Paper No. 30-2
Presentation Time: 8:20 AM
FRACTOGRAPHY ANALYSIS OF CAMBRO-ORDOVICIAN RESERVOIRS THROUGH SURFACE ANALOG. MOUYDIR BASIN, ALGERIA
The study of outcrop analogues is easier, accessible and can be used to model fractures at different scales, from mega scale to microscale, using several data and techniques. The ending could be used to understand the fractures distribution, fracture network connectivity, fractures kinematics, and simulate the fluid flow. The aim of this paper is the proposition of a new approach and a specific workflow to characterize and model the natural fractures. This method would be a way to understand the temporal and the spatial fractures distribution in the outcrop to predict them later in subsurface.
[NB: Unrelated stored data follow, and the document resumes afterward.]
PR #147, opened 2022-06-21
cleanup of spec-aggregator tool

aduminuc:


tools/spec-aggregator/main.go
```diff
@@ -12,28 +13,32 @@ import (
...
+)
 
 func loadSpec(path string, fail bool) *openapi3.T {
 	loader := openapi3.NewLoader()
 	loader.IsExternalRefsAllowed = true
 
 	spec, err := loader.LoadFromFile(path)
 	if err != nil {
-		log.Errorf("Unable to load spec %s: %v", path, err)
+		log.Warnf("Unable to load spec %s: %v", path, err)
```
FrimIdan, line 35: if we don't want to fail so no need to print it as a warning. we can just put the message in the `log.Fatal`

tools/spec-aggregator/main.go
```diff
@@ -73,131 +81,166 @@ func aggregateGlobalSpecs() {
...
-			coreSpec.Paths["/modules/"+module+k] = v
+			coreSpec.Paths["/modules/"+module+key] = value
 		}
 	}
+
+	/* now coreSpec holds the new global spec. We can write to file */
 	specout, err := coreSpec.MarshalJSON()
 	if err != nil {
-		log.Errorf("ERROR: %v", err)
+		log.Fatalf("ERROR: %v", err)
```
FrimIdan, line 128: `ERROR:` is not needed, true for the entire file

FrimIdan (approved):

PR #155, opened 2022-06-23
make highest severity optional in fuzzer reports

aduminuc:


api3/global/openapi.gen.yaml
```diff
@@ -603,7 +603,6 @@ components:
       - operation
       - requestsCount
       - findings
-      - highestSeverity
```
FrimIdan, line 606: I think it should be required in  `FuzzingReportOperation` unless `findings` can be empty (and then `findings` should not be required but I don't think this is the case here)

The fracture quantitative analysis is built on the basis two approaches. The first approach is the analysis of a global faults map that affect the area of study, generated from the combination of curvature & illumination attributes, geological maps, satellite images, and digital elevation model. The outcomes are the determination of fault sets, length distributions, correlation coefficients, power law coefficients, and fractal dimensions. The second approach is the analysis of the fracture affecting the basement and the different Cambro-Ordovician units, by using the same input data and determining the same parameters and attributes. These methodologies help to determine the major and minor faults sets and helps to understand the fractography and typology of fracture affecting the Cambro-Ordovician units. The 3D deterministic fault models for each formation are built to illustrate the fractures distribution in space and their superposition helps to determine their origin, their relationship, their kinematics, and illustrates the impact of the basement’s faults on the sedimentary cover and the structuration of the basin. In the proposed workflow, satellite images, geological maps, and digital elevation model are used as input data to recognize and digitalize faults.